Exercise description: Write out all of the data again, exactly as it reads.

Data to examine:

PR #12930, opened 2025-12-04
Add Title Metadata to each page

FinnIckler:
There were 2 titles that were hardcoded in Rails currently and are not localized.
I could add them.

### DIFF
--- a/next-frontend/src/app/(wca)/competitions/[competitionId]/layout.tsx
+++ b/next-frontend/src/app/(wca)/competitions/[competitionId]/layout.tsx
@@ -13,8 +13,13 @@ export async function generateMetadata({
 }: TitleProps): Promise<Metadata> {
   const { competitionId } = await params;
 
+  const { data: competitionInfo, error } =
+    await getCompetitionInfo(competitionId);
+
+  if (error || !competitionInfo) return { title: "Competition Not Found" };
+
   return {
-    title: `${competitionId}`,
+    title: `${competitionInfo.name}`,
   };
 }
 


next-frontend/src/app/(wca)/persons/[wcaId]/page.tsx
```diff
@@ -12,6 +12,25 @@ import MapTab from "@/components/persons/MapTab";
...
+type TitleProps = {
+  params: Promise<{ wcaId: string }>;
+};
+
+export async function generateMetadata({
+  params,
+}: TitleProps): Promise<Metadata> {
+  const { wcaId } = await params;
+
+  const { data: personDetails, error } = await getResultsByPerson(wcaId);
```
Comment (gregorbg) [inline next-frontend/src/app/(wca)/persons/[wcaId]/page.tsx]: Do you have to use the endpoint that returns a whole bunch of results, just so that you can figure out the name of the person?

next-frontend/src/app/(wca)/layout.tsx
```diff
@@ -9,8 +9,10 @@ import RandomBackground from "@/components/RandomBackground";
 import { Rubik } from "next/font/google";
 
 export const metadata: Metadata = {
-  title: "WCA Website",
-  description: "WST x SLATE",
+  title: {
+    template: "%s | World Cube Association",
+    default: "",
```
gregorbg, line 14: What does this `default` key do?

next-frontend/src/app/(wca)/competitions/[competitionId]/layout.tsx
```diff
@@ -2,6 +2,21 @@ import { Container, Text } from "@chakra-ui/react";
...
+  params: Promise<{ competitionId: string }>;
+};
+
+export async function generateMetadata({
+  params,
+}: TitleProps): Promise<Metadata> {
+  const { competitionId } = await params;
+
+  return {
+    title: `${competitionId}`,
```
Comment (gregorbg) [inline next-frontend/src/app/(wca)/competitions/[competitionId]/layout.tsx]: I don't know whether the competition ID is accurate enough to use as title. What about fetching the `competitionInfo` and using the actual name? NextJS should be smart enough to "recycle" the same fetch for the actual page body

gregorbg (changes requested):
Feel free to translate the previously hard-coded titles!

next-frontend/src/app/(wca)/persons/[wcaId]/page.tsx
Comment (FinnIckler) [reply next-frontend/src/app/(wca)/persons/[wcaId]/page.tsx]: oh, this method is named wrong. It actually gives the personInfo for displaying everything in the profile page

Comment (FinnIckler) [reply next-frontend/src/app/(wca)/persons/[wcaId]/page.tsx]: same method that is used in the persons page

next-frontend/src/app/(wca)/layout.tsx
FinnIckler: You have to set a default sadly. It would mean that the default title is "| World Cube Association". it's not ideal, but we are overwriting it everywhere

next-frontend/src/app/(wca)/competitions/[competitionId]/layout.tsx
Comment (FinnIckler) [reply next-frontend/src/app/(wca)/competitions/[competitionId]/layout.tsx]: yeah it is. good point

PR #12932, opened 2025-12-04
Use simple grid in delegates page

FinnIckler:
I don't know what I was trying to do with the first version of this, but this is so much cleaner
Screenshot 2025-12-04 at 20 38 05

There is definitely still a backend issue regarding which groups contain delegates.
Even on prod, trying to get all African Delegates with
https://www.worldcubeassociation.org/api/v0/user_roles?parentGroupId=8&isActive=true&sort=location%2Cname
does not lead to any results.

### DIFF
--- a/next-frontend/src/app/(wca)/delegates/page.tsx
+++ b/next-frontend/src/app/(wca)/delegates/page.tsx
@@ -1,5 +1,4 @@
 import {
-  Center,
   Container,
   Heading,
   Link,


next-frontend/src/app/(wca)/delegates/page.tsx
gregorbg: You have a CI warning 🙃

Your solution:
PR #12930, opened 2025-12-04
Add Title Metadata to each page

FinnIckler:
There were 2 titles that were hardcoded in Rails currently and are not localized.
I could add them.

### DIFF
--- a/next-frontend/src/app/(wca)/competitions/[competitionId]/layout.tsx
+++ b/next-frontend/src/app/(wca)/competitions/[competitionId]/layout.tsx
@@ -13,8 +13,13 @@ export async function generateMetadata({
 }: TitleProps): Promise<Metadata> {
   const { competitionId } = await params;
 
+  const { data: competitionInfo, error } =
+    await getCompetitionInfo(competitionId);
+
+  if (error || !competitionInfo) return { title: "Competition Not Found" };
+
   return {
-    title: `${competitionId}`,
+    title: `${competitionInfo.name}`,
   };
 }
 


next-frontend/src/app/(wca)/persons/[wcaId]/page.tsx
```diff
@@ -12,6 +12,25 @@ import MapTab from "@/components/persons/MapTab";
...
+type TitleProps = {
+  params: Promise<{ wcaId: string }>;
+};
+
+export async function generateMetadata({
+  params,
+}: TitleProps): Promise<Metadata> {
+  const { wcaId } = await params;
+
+  const { data: personDetails, error } = await getResultsByPerson(wcaId);
```
Comment (gregorbg) [inline next-frontend/src/app/(wca)/persons/[wcaId]/page.tsx]: Do you have to use the endpoint that returns a whole bunch of results, just so that you can figure out the name of the person?

next-frontend/src/app/(wca)/layout.tsx
```diff
@@ -9,8 +9,10 @@ import RandomBackground from "@/components/RandomBackground";
 import { Rubik } from "next/font/google";
 
 export const metadata: Metadata = {
-  title: "WCA Website",
-  description: "WST x SLATE",
+  title: {
+    template: "%s | World Cube Association",
+    default: "",
```
gregorbg, line 14: What does this `default` key do?

next-frontend/src/app/(wca)/competitions/[competitionId]/layout.tsx
```diff
@@ -2,6 +2,21 @@ import { Container, Text } from "@chakra-ui/react";
...
+  params: Promise<{ competitionId: string }>;
+};
+
+export async function generateMetadata({
+  params,
+}: TitleProps): Promise<Metadata> {
+  const { competitionId } = await params;
+
+  return {
+    title: `${competitionId}`,
```
Comment (gregorbg) [inline next-frontend/src/app/(wca)/competitions/[competitionId]/layout.tsx]: I don't know whether the competition ID is accurate enough to use as title. What about fetching the `competitionInfo` and using the actual name? NextJS should be smart enough to "recycle" the same fetch for the actual page body

gregorbg (changes requested):
Feel free to translate the previously hard-coded titles!

next-frontend/src/app/(wca)/persons/[wcaId]/page.tsx
Comment (FinnIckler) [reply next-frontend/src/app/(wca)/persons/[wcaId]/page.tsx]: oh, this method is named wrong. It actually gives the personInfo for displaying everything in the profile page

Comment (FinnIckler) [reply next-frontend/src/app/(wca)/persons/[wcaId]/page.tsx]: same method that is used in the persons page

next-frontend/src/app/(wca)/layout.tsx
FinnIckler: You have to set a default sadly. It would mean that the default title is "| World Cube Association". it's not ideal, but we are overwriting it everywhere

next-frontend/src/app/(wca)/competitions/[competitionId]/layout.tsx
Comment (FinnIckler) [reply next-frontend/src/app/(wca)/competitions/[competitionId]/layout.tsx]: yeah it is. good point

PR #12932, opened 2025-12-04
Use simple grid in delegates page

FinnIckler:
I don't know what I was trying to do with the first version of this, but this is so much cleaner
Screenshot 2025-12-04 at 20 38 05

There is definitely still a backend issue regarding which groups contain delegates.
Even on prod, trying to get all African Delegates with
https://www.worldcubeassociation.org/api/v0/user_roles?parentGroupId=8&isActive=true&sort=location%2Cname
does not lead to any results.

### DIFF
--- a/next-frontend/src/app/(wca)/delegates/page.tsx
+++ b/next-frontend/src/app/(wca)/delegates/page.tsx
@@ -1,5 +1,4 @@
 import {
-  Center,
   Container,
   Heading,
   Link,


next-frontend/src/app/(wca)/delegates/page.tsx
gregorbg: You have a CI warning 🙃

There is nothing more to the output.